Objectives:
Due Date/Time:
This lab is due at the beginning of class
on Lesson 20
(Tues/Wed, 4/5 Mar 2008).
Please submit an electronic copy of your PEX2.m file to
the course web site before the class starting time on the due date.
Please bring a hardcopy printout of your PEX2.m file to
class on the due date.
A late penalty accrues at a rate of 25% for each 24-hour period (including weekends) past the on-time turn-in date and time. The late penalty is a cap on the maximum grade that may be awarded for the late work. Thus zero points will be awarded for a programming exercise submitted 72 hours or more late. There is no early turn-in bonus for this assignment.
Help Policy:
AUTHORIZED RESOURCES:
Any, except another cadet’s program.
NOTES:
Never copy another person’s work and submit it as your own.

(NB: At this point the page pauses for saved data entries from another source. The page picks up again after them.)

PR #1011, opened 2015-05-29
cmd/bosun: Show bar graph on the expr page if type == number

kylebrandt:
[Review on Reviewable](https://reviewable.io/reviews/bosun-monitor/bosun/1011)


captncraig:
lgtm if it works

You must document all help received from sources other than your instructor.
DFCS will recommend a grade of F for any cadet who egregiously violates this Help Policy or contributes to a violation by others.

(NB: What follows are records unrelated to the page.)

PR #1012, opened 2015-05-29
cmd/bosun: window function

mjibson:


kylebrandt:
Query errors do not bubble up.

mjibson:
Syntax errors now bubble.

cmd/bosun/expr/funcs.go
```diff
@@ -528,6 +570,120 @@ func GraphiteBand(e *State, T miniprofiler.Timer, query, duration, period, forma
...
+	fn, ok := e.GetFunction(rfunc)
+	if !ok {
+		return nil, fmt.Errorf("expr: Window: no %v function", rfunc)
+	}
+	f := reflect.ValueOf(fn.F)
+	r = new(Results)
+	r.IgnoreOtherUnjoined = true
+	r.IgnoreUnjoined = true
+	T.Step("window", func(T miniprofiler.Timer) {
+		var d, p opentsdb.Duration
```
mjibson: This whole first part should probably be a function since both Band and Window call it.

cmd/bosun/expr/funcs.go
```diff
@@ -528,6 +570,120 @@ func GraphiteBand(e *State, T miniprofiler.Timer, query, duration, period, forma
...
+		d, err = opentsdb.ParseDuration(duration)
+		if err != nil {
+			return
+		}
+		p, err = opentsdb.ParseDuration(period)
+		if err != nil {
+			return
+		}
+		if num < 1 || num > 100 {
+			err = fmt.Errorf("expr: Band: num out of bounds")
```
mjibson: Band -> Window

cmd/bosun/expr/funcs.go
```diff
@@ -104,24 +107,35 @@ var TSDB = map[string]parse.Func{
...
 		tagQuery,
 		Change,
+		nil,
 	},
 	"count": {
 		[]parse.FuncType{parse.TypeString, parse.TypeString, parse.TypeString},
 		parse.TypeScalar,
 		nil,
 		Count,
+		nil,
```
captncraig: It feels a little wrong to add a new field to every one of these just because one or two functions use it. Are there any good alternatives?

cmd/bosun/expr/funcs.go
```diff
@@ -574,39 +618,122 @@ func Band(e *State, T miniprofiler.Timer, query, duration, period string, num fl
...
+	return
+}
+
+func Window(e *State, T miniprofiler.Timer, query, duration, period string, num float64, rfunc string) (r *Results, err error) {
+	fn, ok := e.GetFunction(rfunc)
+	if !ok {
+		return nil, fmt.Errorf("expr: Window: no %v function", rfunc)
+	}
+	f := reflect.ValueOf(fn.F)
+	r, err = bandTSDB(e, T, query, duration, period, num, func(r *Results, res *opentsdb.Response) error {
```
captncraig: This function is kinda big to be passed in the argument list. Can we not make it anonymous?

cmd/bosun/expr/funcs.go
```diff
@@ -574,39 +618,122 @@ func Band(e *State, T miniprofiler.Timer, query, duration, period string, num fl
...
+			}
+			if min == 0 || i < min {
+				min = i
+			}
+			values[time.Unix(i, 0).UTC()] = float64(v)
+		}
+		if len(values) == 0 {
+			return nil
+		}
+		a.Value = values
```
captncraig: The number of one letter variable names gets real confusing around this point. Perhaps it would be worth investing in some more descriptive names.

cmd/bosun/expr/funcs.go
mjibson: I looked into merging it with the Tags function, but it wasn't a good fit. However I can switch to named parameters, which will eliminate the need for nil if unused.

captncraig: Yeah, that would cause a ton more changes, but may make things more readable throughout. Your call.

mjibson:
updated with improved var names and named params for parse.Func, which I've been wanting to do for a while anyway.

captncraig:
Looks good to me. Can we make a test that exercises it?

mjibson:
Added tests for window function. Also suitable for testing other functions, should we so choose. Other change is to modify cache to accept a nil value that does nothing.

mjibson:
Also the test found a tiiiiiny bug if you happened to have data at the Unix epoch. Worth.

captncraig:
LGTM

You must document all help received from any source other than your instructor.
The documentation statement must explicitly describe WHAT assistance was provided, WHERE on the assignment the assistance was provided, and WHO provided the assistance.
If no help was received on this assignment, the documentation statement must state “NONE.”
Vague documentation statements must be corrected before the assignment will be graded, and will result in a 5% deduction on the assignment.
Problem Overview:
Large amounts of data can become useful information if it is organized and presented visually. And speaking of large amounts of data, the US government gathers enormous amounts of data about the United States population. One such source of data is the Social Security Administration. And now, through the Internet, much of that data is available almost instantly. For example, you can get information about the names for new babes from http://www.ssa.gov/OACT/babynames/. Your task in this assignment is to analyze and visually display data downloaded from this web site.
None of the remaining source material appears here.